Removing the context makes the argument irrelevant. We are talking on an internet message board, so it’s not terribly important what they are, but that doesn’t mean I am going to give the word woman over to being twisted to mean whatever people want it to mean. Until I see that I am overwhelmed by public opinion on the subject I will continue to use woman the way I have been and transgender the way I have been.
So without context involved then yes, the word woman has purely a materialistic biological distinction, but identity as an individual means more than that. Cutting a hole in someone’s crotch and inverting their penis doesn’t change the unalterable facts about who they are and the sum of their identity.
Yes, but do you go around telling new people you meet that you used to be childless? If you do, then the rest of what I say is moot, but I’ll wager you don’t; you tell people you have a child currently. In the same way, why should transgenders go around telling people they used to be male/female? Can’t they just say they’re female/male now?
OK, but if you meet a woman, say at work. It’s a desk job. Her gender doesn’t affect her work. Her gender only affects your interactions in the sense that she’s now a woman, so you’ll interact with her as a woman (in whatever difference that makes to you, because I don’t really understand why you’d interact differently with female and male coworkers).
What possible need could you have for the information that she used to present as a different gender? So you can treat her differently? Why? She’s a woman NOW and that’s what’s important NOW. She wants to be treated as a woman, just like any other woman. Why would her past matter?

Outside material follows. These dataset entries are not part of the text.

PR #11514, opened 2025-03-03
fix: presentational-field types incorrectly exposing hooks

### LINKED ISSUE #11507: Presentational fields incorrectly expose hooks in their config
# Documentation Issue

Presentational Fields such as [Row](https://payloadcms.com/docs/fields/row) are described as only effecting the admin panel. If they do not impact data, their types should not include hooks in the fields config.

## Additional Details

Omit 'hooks' from presentational field types, for example [Row](https://github.com/payloadcms/payload/blob/main/packages/payload/src/fields/config/types.ts#L725)

DallasO:
### What?

Presentational Fields such as [Row](https://payloadcms.com/docs/fields/row) are described as only effecting the admin panel. If they do not impact data, their types should not include hooks in the fields config.

### Why?

Developers can currently assign hooks to these fields, expecting them to work, when in reality they are not called.

### How?

Omit `hooks` from `FieldBase`

Fixes #11507


DallasO:
Not the cleanest in my opinion, if there is a better way to get TS to understand we've filtered out these fields using [fieldAffectsData()](https://github.com/DallasO/payload/blob/main/packages/payload/src/fields/config/types.ts#L1844), I'll take it.

GermanJablo:
Well, this would be my analysis if we were writing Payload from scratch:
- Advantages of removing `hooks`: it avoids confusion. If TS allows it, someone might think that a hook on `Row` applies to its items, in the same way that `Group` does. Not very likely, imo, and the developer would probably figure it out right away.
- Disadvantages of removing `hooks`: we'd have to check every time we access hooks anywhere for `if("hooks" in something && something.hooks)`. Keep in mind that this PR was opened when the monorepo was much less strict about TypeScript (and we're still working on it), so the occurrences would be higher.

That said, we're not writing Payload from scratch, so this would be a breaking change. We could label it 4.0 and wait for the next major release, but in my opinion, it's a breaking change that would be quite annoying for most programmers for very little gain.

That's why I'm closing this PR and the issue. I hope this makes sense, and I appreciate your contribution anyway.

DallasO:
That is understandable, thank you for the explanation.

Disappointing, because as an experienced developer, I spent a lot more time than I'd like to admit tracking down why our hooks were not triggering. I don't see less experienced developers digging into Payloads internal hook logic while noticing the missing safety condition.

I'm also not sure I agree with it being a breaking change, it is already a broken functionality (a bug imo). Closing the hole would be one less thing to hold in context.

Can we compromise? Is there a place we can document this that is readily presented to the developers?

GermanJablo:
Thanks for the feedback. We could have done a better job documenting that. I've opened a PR to address that:

https://github.com/payloadcms/payload/pull/13623

GermanJablo (dismissed):
We've decided to move forward with this approach.
It's a fix, really, so you were right from the start.
This could affect plugin authors, if anyone.

I fixed a couple of things, like adding unnamed groups, which recently became presentational.

Thanks a lot!

GermanJablo (dismissed):

GermanJablo (approved):

PR #11520, opened 2025-03-04
feat: add collection configuration to allow enabling `modifiedOnly=true` as default version comparison view

philipp-tailor:
### What?

Adds new collection configuration option `versions.showModifiedOnlyByDefault: boolean`.

### Why?

For the content management editorial team I work with, it was deemed a better default to only show modified content when accessing version diffs.

### How?

The new collection option `versions.showModifiedOnlyByDefault: boolean` causes the version list table's links to the version diffs view in `packages/next/src/views/Versions/cells/CreatedAt/index.tsx` to optionally have the existing `?modifiedOnly=true` URL query parameter appended, which causes the `modifiedOnly` state in `packages/next/src/views/Version/index.tsx` to be computed to `true`, causing the UI button "Modified only" to be checked, and the diff to only show modified content.

### Considerations

I considered using the new option in `packages/next/src/views/Version/index.tsx`. Namely, [line 42](https://github.com/payloadcms/payload/blob/6a3d58bb32a23f7092039d44d24c1460f1c6d2ff/packages/next/src/views/Version/index.tsx#L42) could be changed as follows:

```diff
-  const modifiedOnly: boolean = searchParams.modifiedOnly === 'true'
+  const modifiedOnly: boolean =
+    searchParams.modifiedOnly === 'true'
+      ? true
+      : collectionConfig.versions.showModifiedOnlyByDefault
```

This would have allowed to change the default of `modifiedOnly` to true, while being able to force `modifiedOnly` to be `true` from the search params like today. I didn't go for it, because the search params already are existing as interface to transmit the state.

I also want to mention that I'm not sure about the tediously long option name `showModifiedOnlyByDefault`. Maybe `showModifiedOnly` is sufficient? Or `showModifiedOnlyDiff`?

Lastly, this PR is not adding a matching global option. Should that be in scope for consistency?

### Automated Tests

I was not able to get `pnpm test:e2e versions` to work on my machine, so the attached tests were implemented blindly. I'll amend them to actually work once I have that sussed out / CI shows me what I need to change there.

Maybe you can help me get set up with the issue running E2Es?

When running `pnpm test:e2e versions`, (or also all tests without test folder specified), the test seems to "hang" indefinitely after the HTTP 200 call to `GET /admin`. The actual test suites don't appear to start. Is this a known issue?

image
 
Running `pnpm test:e2e:debug` is worse and just fails outright complaining about stuff like `jest` not being defined in `.github/actions/release-commenter/src/index.test.ts` or other stuff that suggests that this command is running code it shouldn’t run.

### DIFF
--- a/docs/versions/overview.mdx
+++ b/docs/versions/overview.mdx
@@ -53,10 +53,11 @@ When you have versions, drafts, _and_ `autosave` enabled, the Admin UI will auto
 
 Configuring Versions is done by adding the `versions` key to your Collection configs. Set it to `true` to enable default Versions settings, or customize versions options by setting the property equal to an object containing the following available options:
 
-| Option      | Description                                                                                                                                                        |
-| ----------- | ------------------------------------------------------------------------------------------------------------------------------------------------------------------ |
-| `maxPerDoc` | Use this setting to control how many versions to keep on a document by document basis. Must be an integer. Defaults to 100, use 0 to save all versions.            |
-| `drafts`    | Enable [Drafts](/docs/versions/drafts) mode for this collection. To enable, set to `true` or pass an object with `draft` [options](/docs/versions/drafts#options). |
+| Option                         | Description                                                                                                                                                        |
+| ------------------------------ | ------------------------------------------------------------------------------------------------------------------------------------------------------------------ |
+| `maxPerDoc`                    | Use this setting to control how many versions to keep on a document by document basis. Must be an integer. Defaults to 100, use 0 to save all versions.            |
+| `drafts`                       | Enable [Drafts](/docs/versions/drafts) mode for this collection. To enable, set to `true` or pass an object with `draft` [options](/docs/versions/drafts#options). |
+| `showModifiedOnlyByDefault`    | Controls whether or not only the modified content is shown by default when opening the version view. |
 
 ## Global config
 
--- a/packages/next/src/views/Versions/buildColumns.tsx
+++ b/packages/next/src/views/Versions/buildColumns.tsx
@@ -51,6 +51,7 @@ export const buildVersionColumns = ({
             docID={docID}
             globalSlug={globalConfig?.slug}
             key={i}
+            modifiedOnly={collectionConfig?.versions.showModifiedOnlyByDefault}
             rowData={{
               id: doc.id,
               updatedAt: doc.updatedAt,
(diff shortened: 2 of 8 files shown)


JarrodMFlesch:
@philipp-tailor I like this change. I am unsure if this should be a user preference or not. It sort of feels like something that would be preferential instead of forced by the config. 

### With VSCode
1. install this [plugin](https://marketplace.visualstudio.com/items?itemName=ms-playwright.playwright).
2. run `pnpm dev versions` to start a dev server\
3. click the play button on the left hand side of the test description line

CleanShot 2025-03-18 at 15 36 23

### Without VSCode
```bash
npx playwright test test/_community/e2e.spec.ts -g "example test"
```

GermanJablo:
> I am unsure if this should be a user preference or not. It sort of feels like something that would be preferential instead of forced by the config.

I agree. I don't think this should be a property in the API. Alternative options:
1. Make `modifiedOnly` true by default.
2. Alternative ways to prioritize changes. E.g., display modified fields first, or potentially collapse unmodified fields, remove the checkbox, etc.
3. Leave as is. A click on the checkbox is required.

philipp-tailor:
@GermanJablo @JarrodMFlesch Thank you for looking into this! You brought up 2 proposals that I'd find attractive to contribute:
> Make `modifiedOnly` true by default.

or:

> this should be a user preference

This also sounds good but I already worked on the "diff row" stuff in https://github.com/payloadcms/payload/pull/11671 and this showed me that this logic is complex, so in my estimation this change would require more effort than I can invest into this right now.

> Alternative ways to prioritize changes. E.g., display modified fields first, or potentially collapse unmodified fields


Between changing the default and making it a user preference, which option would you prefer?

GermanJablo:
I'm fine with it if you just want to change `modifiedOnly` to true by default.

FYI, we're working on improvements to the version diffs view, and they'll likely fix this issue one way or another. But since there's no ETA, we can make this change in the meantime.

philipp-tailor:
@GermanJablo Thank you for being open to a quick & simple solution, opened https://github.com/payloadcms/payload/pull/11794 with the proposed `modifiedOnly` default change, and closing this PR.

> FYI, we're working on improvements to the version diffs view.

Cool, I'm quite interested in this topic in case you're looking for feedback. I've been struggling a bit with the lack of customizability of the versions list, and the version details are perceived to be a bit "technical" by our editorial team.

PR #11528, opened 2025-03-04
feat: threads path through field condition functions

PatrikKozak:
This PR updates the field `condition` function property to include a new `path` argument. 

The `path` arg provides the schema path of the field, including array indices where applicable.

#### Changes:

- Added `path: (number | string)[]` in the Condition type.
- Updated relevant condition checks to ensure correct parameter usage.


docs/fields/overview.mdx
```diff
@@ -535,7 +536,7 @@ The `condition` function should return a boolean that will control if the field
       type: 'text',
       admin: {
         // highlight-start
-        condition: (data, siblingData, { user }) => {
+        condition: (data, siblingData, { user }, path) => {
```
jacobsfletch, line 539: Put path in the `ctx` object alongside `user`.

Would you also expect her to reveal other personal information that’s none of your business? Do you expect her to tell you about her health history? Her childhood? Her sexual kinks? Her past marital status? Her finances and financial history?
I can’t imagine why transgendered individuals deserve any more or less consideration than anyone else. We have a much responsibility to accept them as we do anyone else. Would we have any reason to treat them with less respect or consideration than we would anyone else because they changed their gender?